TIFS会員インタビューVol.22 地域に根ざすITコンサルが旅づくりを始めた理由、岡山発・小さな旅行業の試行錯誤-ITプラン・ツーリズム・センター太田記生氏

  • 2025年12月1日
  • 出典:一般社団法人新観光創造連合会(TIFS)
-ご自身のコンサルタントとしての知見から見て、旅行業界のIT化やDXが直面する課題は何でしょうか?

太田 旅行業はコンサルティング業務に比べ、超低利益率です。銀行の方もこの利益率に驚かれるほどです。この超低利益率が、観光業界のIT化やDXが遅れている根源にあると考えています。

 観光業界ではDXが叫ばれていますが、全ての旅行会社がDXを進めるべきだとは思いません。一定の規模になってくるとIT化した方が業務効率化されますが、それにはコストがかかります。利益が出ていないのにDXだけやりましょう、とは言えません。業務が効率化されたところで、それに見合う収入が増えなければ意味がないからです。

 もし資金調達できる体力があればIT投資をしてもいいと思いますが、そうでない場合は、まず利益を出すところが先であり、DXは2番目となるでしょう。
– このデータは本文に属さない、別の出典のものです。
PR #292, opened 2024-03-11
Bump version to v0.9.20

metalefty:
This version requires xrdp v0.9.25 which supports inertial scrolling.

ref. https://github.com/neutrinolabs/xrdp/pull/2948


matt335672:
Looks much the same as #231 to me - I'm happy with this.

Issue #300, opened 2024-04-01
xorgxrdp uses high CPU in CRC


metalefty:
GFX (v0.10) uses CPU significantly higher compared to v0.9.

Sample web page to reproduce:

一方、弊社のような今から旅行業をスタートするような会社であれば、現行業務を改革する手間が不要ですので、最初からIT投資を優先すべきだと考えます。

 非常に象徴的ですが、現在、私のITコンサルティングの顧客リストには、観光系の企業は一社もいません。旅行業界のIT化、DXにも関わっていきたいのが私の願いです。

 また、生成AI(GeminiやChatGPT)が綺麗な旅行のモデルケースを作れるようになり、「旅行企画は自分で考えるから結構です」というお客様が増え、旅行業者の価値の差別化が難しくなっていることも、大きな課題だと感じています。

-超低利益率から脱却するために、今後の展望をどのように描いていますか?

太田 超低利益率から脱却し、求める顧客ターゲットにたどり着くために、私はインバウンドをしっかりと掴んでいきたいと考えています。特にターゲットとしたいのは、私が英語を喋れることから英語圏の人たちです。また、岡山に飛行機が来ている台湾やソウル、上海も有力なターゲットです。

 以前ドバイに行った際、観光に関する大半の情報にアラビア語と英語が併記されていることに感動しました。こうした高いレベルのホスピタリティや情報提供を求める層は、岡山にも魅力を感じてくれるのではないかと期待しています。岡山には病院も多いため、メディカルツーリズムも考えましたが、旅行会社と病院の連携は非常に難しかったという事実があり、まだ色々と模索検討中です。

-最後に、トラベルビジョン読者である旅行・観光業界の従事者へメッセージをお願いします。

太田 AIとの共存がテーマとなる時代において、旅行業の価値は、単なる日程表作りではありません。私たちの強みは、地元の人と交流したい、その土地のことに不案内で怖いからサポートしてほしい、というお客様の根源的な不安や要望に応えることです。

 収益性の問題からIT化が進まないのは事実ですが、他社がやらないからうちもやらなくていい、という発想は危険です。他社は他社、うちはうちで考え、自社がどういう方向に行きたいのかを明確にすることが必要です。まずは利益に見合った投資からスタートすること、そして、自社のビジョンと収益性に見合ったビジネス、取引先、お客様を大切にするという意識の切り替えが、低利益率から脱却し、業界が成長していくための鍵になると信じています。

 岡山という地域に根ざし、ITの力を活用しながら、世界に誇れる独自の体験型旅行を創出していくことが、私の今後の目標です。